И именно ее, экзистенцию, старался запечатлеть Штёртебекер палкой на песке; и всякий раз она выглядела иначе.

Был когда-то курсант ВВС

по имени Штёртебекер, который вроде бы сделал Тулле ребенка или уж, во всяком случае, старался. По воскресеньям, когда батарея Брезен-Глетткау была открыта для посещения, сюда заявлялась на шпильках Тулла и начинала расхаживать между восемьдесят восьмыми орудиями, раздувая ноздри и выставив прыщавый лоб. Или цокала на своих шпильках-гвоздиках под руку с фельдфебелем и курсантом Штёртебекером по направлению к дюнам, чтобы кто-то из них двоих сделал ей ребенка; но фельдфебель и курсант предпочитали экзистенциальные доказательства иного рода: они стреляли в дюнах зайцев.

Был когда-то кузен,

его звали Харри Либенау, и годился он только на то, чтобы подглядывать и разбалтывать. И вот как-то раз он лежал плашмя с полуприкрытыми глазами в прибрежном песке среди вылизанной ветром прибрежной осоки и вжался в песок еще сильней, когда на гребне дюны возникли три фигуры. Громила-фельдфебель, вырисовываясь в закатном солнце, тяжело и заботливо обнимал Туллу за плечи. Тулла в правой руке несла свои туфли-шпильки, а в левой держала за задние лапы истекающего кровью зайца. Штёртебекер, справа от Туллы, но не прикасаясь к ней, стволом вниз нес карабин. Три фигуры не замечали Харри. Целую вечность простояли они, как вырезанные, потому что солнце все время было у них за спиной, на гребне дюны. Тулла едва доставала фельдфебелю до груди. Его рука покоилась на ее плечах как несущая балка. Штёртебекер чуть в сторонке от них и все же с ними, неподвижный и внемлющий бытию. Четкая и красивая картина, вдавившая Харри еще глубже в песок и болезненно врезавшаяся в память, потому что трем фигурам в лучах низкого солнца было до него куда меньше дела, чем до окровавленного зайца.

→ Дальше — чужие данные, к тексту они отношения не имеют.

PR #364, opened 2021-05-15
Add locking wrapper for file systems

mikbras:


paulcallen (approved):
May want to look into read/write lock at some point through as there are generally more reads than writes

PR #365, opened 2021-05-17
[WIP] Mount single file using symlink

Francis-Liu:


kernel/mount.c
```diff
@@ -25,9 +27,11 @@
 #include <myst/verity.h>
 
 #define MOUNT_TABLE_SIZE 8
+#define AUTOMOUNT_DIR "/tmp/automounts"
```
mikbras, line 30: Maybe move this to ``/run/mystikos/automounts``.

kernel/mount.c
```diff
@@ -39,13 +43,17 @@ static size_t _mount_table_size = 0;
 static myst_spinlock_t _lock = MYST_SPINLOCK_INITIALIZER;
 
 static bool _installed_free_mount_table = false;
+static bool _created_automount_dir = false;
```
mikbras, line 46: maybe drop this flag and just check for the existence of the directory each time like this.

Была когда-то такая картина,

особенно болезненная в лучах закатного солнца. Но курсанту ВВС Харри Либенау не суждено было никогда больше ее увидеть, потому что со дня на день предстояло ему собирать манатки. Чьим-то неисповедимым промыслом его, Штёртебекера, тридцать других курсантов и фельдфебеля перевели на другую батарею. Никаких дюн с их мягкими округлостями. Никакого Балтийского моря с его стародевичьей зыбью. Никакой прибрежной осоки, льнущей и музыкальной на ветру. И уже не утыкаются в гаснущее после вечерней поверки небо двенадцать угрюмых восемьдесят восьмых стволов. Никогда больше не притулятся вдали брезенская деревянная церквуха, черно-белые коровы брезенских рыбаков, брезенские рыбачьи сети, развешанные на жердинах для просушки и как фон для фотографий. И никогда больше не сядет для них солнце за фигурками береговых зайцев, что, как маленькие человечки, неподвижно застывали на гребне дюны и, навострив уши, должно быть, молились покидающему их светилу.